PR #4299, opened 2015-10-13
(CDAP-3887) Added a configurable idle connection timeout in the Router. 

bdmogal:
Open connections are closed once this connection timeout is hit.

Jira: [CDAP-3887](https://issues.cask.co/browse/CDAP-3887)
Build: http://builds.cask.co/browse/CDAP-RBT504

### DIFF
--- a/cdap-common/src/main/resources/cdap-default.xml
+++ b/cdap-common/src/main/resources/cdap-default.xml
@@ -1193,6 +1193,44 @@
     </description>
   </property>
 
+  <property>
+    <name>router.connection.backlog</name>
+    <value>20000</value>
+    <description>Determines the connection backlog in the Router Server.</description>
+  </property>
+
+  <property>
+    <name>router.server.boss.threads</name>
+    <value>1</value>
+    <description>Deterermines the number of boss threads in the Router Server.</description>
+  </property>
+
+  <property>
+    <name>router.server.worker.threads</name>
+    <value>10</value>
+    <description>Determines the number of worker threads in the Router Server.</description>
+  </property>
+
+  <property>
+    <name>router.client.boss.threads</name>
+    <value>1</value>
+    <description>Determines the number of boss threads in the Router Client.</description>
+  </property>
+
+  <property>
+    <name>router.client.worker.threads</name>
+    <value>10</value>
+    <description>Determines the number of worker threads in in the Router Client.</description>
+  </property>
+
+  <property>
+    <name>router.connection.timeout.secs</name>
+    <value>15</value>
+    <description>
+      Determines the number of seconds after which idle router connections are closed.
+    </description>
+  </property>
+
 
   <!-- Security Configuration -->
 
--- a/cdap-common/src/main/resources/cdap-default.xml
+++ b/cdap-common/src/main/resources/cdap-default.xml
@@ -1094,7 +1094,7 @@
     <name>notification.transport.system</name>
     <value>kafka</value>
     <description>
-      Transport system used by the Notification system - can be kafka/stream
+      Transport system used by the Notification system: can be kafka/stream
     </description>
   </property>
 
@@ -1147,11 +1147,49 @@
   </property>
 
   <property>
+    <name>router.client.boss.threads</name>
+    <value>1</value>
+    <description>The number of boss threads in the router client</description>
+  </property>
+
+  <property>
+    <name>router.client.worker.threads</name>
+    <value>10</value>
+    <description>The number of worker threads in the router client</description>
+  </property>
+
+  <property>
+    <name>router.connection.backlog</name>
+    <value>20000</value>
+    <description>The connection backlog in the router server</description>
+  </property>
+
+  <property>
+    <name>router.connection.timeout.secs</name>
+    <value>15</value>
+    <description>
+      The number of seconds after which idle router connections are closed
+    </description>
+  </property>
+
+  <property>
+    <name>router.server.boss.threads</name>
+    <value>1</value>
+    <description>The number of boss threads in the router server</description>
+  </property>
+
+  <property>
     <name>router.server.port</name>
     <value>${router.bind.port}</value>
     <description>
       Router port to which CDAP UI connects
     </description>
+  </property>
+
+  <property>
+    <name>router.server.worker.threads</name>
+    <value>10</value>
+    <description>The number of worker threads in the Router server</description>
   </property>
 
   <property>
@@ -1190,44 +1228,6 @@
     <value>false</value>
     <description>
       Determines if the webapp listening service should be started at router
-    </description>
-  </property>
-
-  <property>
-    <name>router.connection.backlog</name>
-    <value>20000</value>
-    <description>Determines the connection backlog in the Router Server.</description>
-  </property>
-
-  <property>
-    <name>router.server.boss.threads</name>
-    <value>1</value>
-    <description>Deterermines the number of boss threads in the Router Server.</description>
-  </property>
-
-  <property>
-    <name>router.server.worker.threads</name>
-    <value>10</value>
-    <description>Determines the number of worker threads in the Router Server.</description>
-  </property>
-
-  <property>
-    <name>router.client.boss.threads</name>
-    <value>1</value>
-    <description>Determines the number of boss threads in the Router Client.</description>
-  </property>
-
-  <property>
-    <name>router.client.worker.threads</name>
-    <value>10</value>
-    <description>Determines the number of worker threads in in the Router Client.</description>
-  </property>
-
-  <property>
-    <name>router.connection.timeout.secs</name>
-    <value>15</value>
-    <description>
-      Determines the number of seconds after which idle router connections are closed.
     </description>
   </property>
 
--- a/cdap-gateway/src/main/java/co/cask/cdap/gateway/router/NettyRouter.java
+++ b/cdap-gateway/src/main/java/co/cask/cdap/gateway/router/NettyRouter.java
@@ -221,7 +221,7 @@ public class NettyRouter extends AbstractIdleService {
           }
           pipeline.addLast("tracker", connectionTracker);
           // idle state handler
-          pipeline.addLast("idle-state-handler",
+          pipeline.addLast("idle-event-generator",
                            new IdleStateHandler(timer, connectionTimeout, connectionTimeout, connectionTimeout));
           pipeline.addLast("router-idle-state-handler", new RouterIdleStateHandler());
           pipeline.addLast("http-response-encoder", new HttpResponseEncoder());
@@ -283,7 +283,7 @@ public class NettyRouter extends AbstractIdleService {
         ChannelPipeline pipeline = Channels.pipeline();
         pipeline.addLast("tracker", connectionTracker);
         // idle state handler
-        pipeline.addLast("idle-state-handler",
+        pipeline.addLast("idle-event-generator",
                          new IdleStateHandler(timer, connectionTimeout, connectionTimeout, connectionTimeout));
         pipeline.addLast("router-idle-state-handler", new RouterIdleStateHandler());
         pipeline.addLast("request-encoder", new HttpRequestEncoder());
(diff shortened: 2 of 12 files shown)


cdap-gateway/src/main/java/co/cask/cdap/gateway/router/NettyRouter.java
```diff
@@ -236,6 +220,10 @@ public ChannelPipeline getPipeline() throws Exception {
             pipeline.addLast("ssl", sslHandlerFactory.create());
           }
           pipeline.addLast("tracker", connectionTracker);
+          // idle state handler
+          pipeline.addLast("idle-state-handler",
```
poornachandra: Calling this `idle-event-generator` might make the intent for `IdleStateHandler` clearer.

cdap-common/src/main/resources/cdap-default.xml
```diff
@@ -1193,6 +1193,44 @@
...
+
+  <property>
+    <name>router.client.worker.threads</name>
+    <value>10</value>
+    <description>Determines the number of worker threads in in the Router Client.</description>
+  </property>
+
+  <property>
+    <name>router.connection.timeout.secs</name>
+    <value>15</value>
```
poornachandra: I think 15 seconds of default timeout is a bit low.

cdap-gateway/src/main/java/co/cask/cdap/gateway/router/handlers/RouterIdleStateHandler.java
```diff
@@ -0,0 +1,50 @@
...
+  private final AtomicInteger numConnectionsClosed = new AtomicInteger(0);
+
+  @Override
+  public void channelIdle(ChannelHandlerContext ctx, IdleStateEvent e) throws Exception {
+    LOG.debug("Received idle event '{}' for channel '{}'.", e.getState(), ctx.getName());
+    if (IdleState.ALL_IDLE == e.getState()) {
+      // No data has been sent or received for a while. Close channel.
+      ctx.getChannel().close().addListener(ChannelFutureListener.CLOSE);
+      numConnectionsClosed.incrementAndGet();
+      LOG.trace("No data has been sent or received for channel '{}' for more than the configured idle timeout. " +
```
poornachandra: It might be a good idea to log source ip:port and dest ip:port for the connection closed.

cdap-gateway/src/main/java/co/cask/cdap/gateway/router/handlers/RouterIdleStateHandler.java
```diff
@@ -0,0 +1,50 @@
...
+
+  private final AtomicInteger numConnectionsClosed = new AtomicInteger(0);
+
+  @Override
+  public void channelIdle(ChannelHandlerContext ctx, IdleStateEvent e) throws Exception {
+    LOG.debug("Received idle event '{}' for channel '{}'.", e.getState(), ctx.getName());
+    if (IdleState.ALL_IDLE == e.getState()) {
+      // No data has been sent or received for a while. Close channel.
+      ctx.getChannel().close().addListener(ChannelFutureListener.CLOSE);
+      numConnectionsClosed.incrementAndGet();
```
poornachandra: If we are not exposing `numConnectionsClosed` as a metric, then I see no point in counting it.

cdap-gateway/src/test/java/co/cask/cdap/gateway/router/NettyRouterTestBase.java
```diff
@@ -388,6 +364,29 @@ public void testConnectionClose() throws Exception {
     Assert.assertEquals(times, defaultServer1.getNumRequests() + defaultServer2.getNumRequests());
   }
 
+  @Test
+  public void testConnectionNoIdleTimeout() throws Exception {
+    // 4700ms is just under the configured idle timeout of 5 seconds
+    URL url = new URL(resolveURI(Constants.Router.GATEWAY_DISCOVERY_NAME, "/v1/timeout/4700"));
```
poornachandra: If you have access to `cConf` over is here, then I think it is a good idea to subtract a few hundred millis from `Constants.Router.CONNECTION_TIMEOUT_SECS` rather than hard-coding.

cdap-gateway/src/test/java/co/cask/cdap/gateway/router/NettyRouterTestBase.java
```diff
@@ -388,6 +364,29 @@ public void testConnectionClose() throws Exception {
...
+    HttpURLConnection urlConnection = openURL(url);
+    urlConnection.getResponseCode();
+  }
+
+  @Test(expected = SocketException.class)
+  public void testConnectionIdleTimeout() throws Exception {
+    // 5300ms is just over the configured idle timeout of 5 seconds
+    URL url = new URL(resolveURI(Constants.Router.GATEWAY_DISCOVERY_NAME, "/v1/timeout/5300"));
```
poornachandra: Same here.

cdap-gateway/src/test/java/co/cask/cdap/gateway/router/NettyRouterTestBase.java
```diff
@@ -388,6 +364,29 @@ public void testConnectionClose() throws Exception {
...
+    HttpURLConnection urlConnection = openURL(url);
+    urlConnection.getResponseCode();
+  }
+
+  // because the connection is closed after a timeout, the NettyResponseFuture.get() throws an ExecutionException
+  @Test(expected = ExecutionException.class)
+  @Category(SlowTests.class)
+  public void testUploadWithTimeout() throws Exception {
+    testUpload(5300, TimeUnit.MILLISECONDS);
```
poornachandra: Same here.

cdap-common/src/main/resources/cdap-default.xml
wolf31o2: So any keepalives need to be less than this to keep the connection open? I think that this is reasonable, as the defaults in Apache HTTPd are as "high" as 15 seconds for 1.3/2.0 and as low as 5 seconds with 2.2+... https://en.wikipedia.org/wiki/HTTP_persistent_connection#HTTP_1.1

cdap-gateway/src/main/java/co/cask/cdap/gateway/router/handlers/RouterIdleStateHandler.java
```diff
@@ -0,0 +1,50 @@
...
+import org.jboss.netty.handler.timeout.IdleState;
+import org.jboss.netty.handler.timeout.IdleStateAwareChannelHandler;
+import org.jboss.netty.handler.timeout.IdleStateEvent;
+import org.slf4j.Logger;
+import org.slf4j.LoggerFactory;
+
+import java.util.concurrent.atomic.AtomicInteger;
+
+/**
+ * Handles states when the router has been idle for a configured time interval.
```
awholegunch: Should this be "Handles state when..." (singular)?

bdmogal: There are multiple states - ``READER_IDLE``, ``WRITER_IDLE``, ``ALL_IDLE``. Currently we only special case ``ALL_IDLE``, but we may handle others in future, so I think this is ok.

poornachandra:
A few more questions -
1. What happens on the client side when a connection gets closed due to timeout? Is there a way to make the HTTP client to automatically retry in this case?
2. What happens on the Router, when a server-side connection is idle and is about to get timed out, then a new client-side connection comes that needs to to talk to the the about to be closed connection?

cdap-common/src/main/resources/cdap-default.xml
poornachandra: Considered from the resource recovery angle, 15 seconds or less makes sense.

cdap-gateway/src/main/java/co/cask/cdap/gateway/router/handlers/RouterIdleStateHandler.java
```diff
@@ -0,0 +1,47 @@
...
+public class RouterIdleStateHandler extends IdleStateAwareChannelHandler {
+  private static final Logger LOG = LoggerFactory.getLogger(RouterIdleStateHandler.class);
+
+  @Override
+  public void channelIdle(ChannelHandlerContext ctx, IdleStateEvent e) throws Exception {
+    LOG.debug("Received idle event '{}' for channel '{}'.", e.getState(), ctx.getName());
+    if (IdleState.ALL_IDLE == e.getState()) {
+      // No data has been sent or received for a while. Close channel.
+      Channel channel = ctx.getChannel();
+      channel.close().addListener(ChannelFutureListener.CLOSE);
```
poornachandra: `ChannelFutureListener.CLOSE` also closes a channel, so I don't think we need it here.

bdmogal:
@poornachandra:
> 1. What happens on the client side when a connection gets closed due to timeout? Is there a way to make the HTTP client to automatically retry in this case?

- Opened an HttpURLConnection. Verified the response. Did not wait to hit the idle connection timeout. Made another request to the same endpoint. The same connection gets re-used.
- Opened an HttpURLConnection. Verified the response. Waited to hit the idle connection timeout. Made another request to the same endpoint. A new connection gets created.

cdap-gateway/src/main/java/co/cask/cdap/gateway/router/NettyRouter.java
```diff
@@ -154,22 +140,20 @@ public NettyRouter(CConfiguration cConf, SConfiguration sConf, @Named(Constants.
...
       if (webAppEnabled) {
-        this.serviceToPortMap.put(Constants.Router.WEBAPP_DISCOVERY_NAME,
-                                  Integer.parseInt(cConf.get(Constants.Router.WEBAPP_PORT,
-                                                             Constants.Router.DEFAULT_WEBAPP_PORT)));
+        this.serviceToPortMap.put(Constants.Router.WEBAPP_DISCOVERY_NAME, cConf.getInt(Constants.Router.WEBAPP_PORT));
       }
       this.sslHandlerFactory = null;
     }
+    this.connectionTimeout = cConf.getInt(Constants.Router.CONNECTION_TIMEOUT_SECS);
+    this.timer = new HashedWheelTimer();
```
chtyim: You need to stop the timer, otherwise the thread will hang around.

chtyim: Also, good to provide a `ThreadFactory` so that the thread created is named properly.

cdap-common/src/main/resources/cdap-default.xml
chtyim: So this might be problematic for large app jar deployment? An artifact deployment involves opening the jar and inspecting classes inside (the larger the jar, potentially more classes to inspect). It also involves copy the jar from master box to HDFS, which time taken is proportional to file size as well.

chtyim: We may need to consider turning long server side operations into async operations (like execute query) so that it won't hold the connection open without any activities.

poornachandra: Maybe we can add the idle state handler only after the response has been sent? This way any in-progress requests will not be affected by the idle timeout. This means we'll need to remove the idle state handler from pipeline every time we get a new request.

chtyim: I think the original problem that this PR is trying to solve is for inflight request with the firewall blocking the forwarding request from the router to the cluster. This mean timeout also needs to apply for inflight requests.

poornachandra:
> - Opened an HttpURLConnection. Verified the response. Did not wait to hit the idle connection timeout. Made another request to the same endpoint. The same connection gets re-used.
> - Opened an HttpURLConnection. Verified the response. Waited to hit the idle connection timeout. Made another request to the same endpoint. A new connection gets created.

Cool. RFC 7230 also says the same thing - "Connections can be closed at any time, with or without intention. Implementations ought to anticipate the need to recover from asynchronous close events."

cdap-common/src/main/resources/cdap-default.xml
poornachandra: We have separate pipelines for client and server connections, and we can set the idle state handlers independently on them for inflight requests, right?

bdmogal:
This PR requires some re-work. We will de-scope this for 3.2 and get back to this for 3.3.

#### [Task to complete]
Starting from the data above, filter for lines with "backlog" and copy each one.

#### [Result of the exercise]
+    <name>router.connection.backlog</name>
+    <description>Determines the connection backlog in the Router Server.</description>
+    <name>router.connection.backlog</name>
+    <description>The connection backlog in the router server</description>
-    <name>router.connection.backlog</name>
-    <description>Determines the connection backlog in the Router Server.</description>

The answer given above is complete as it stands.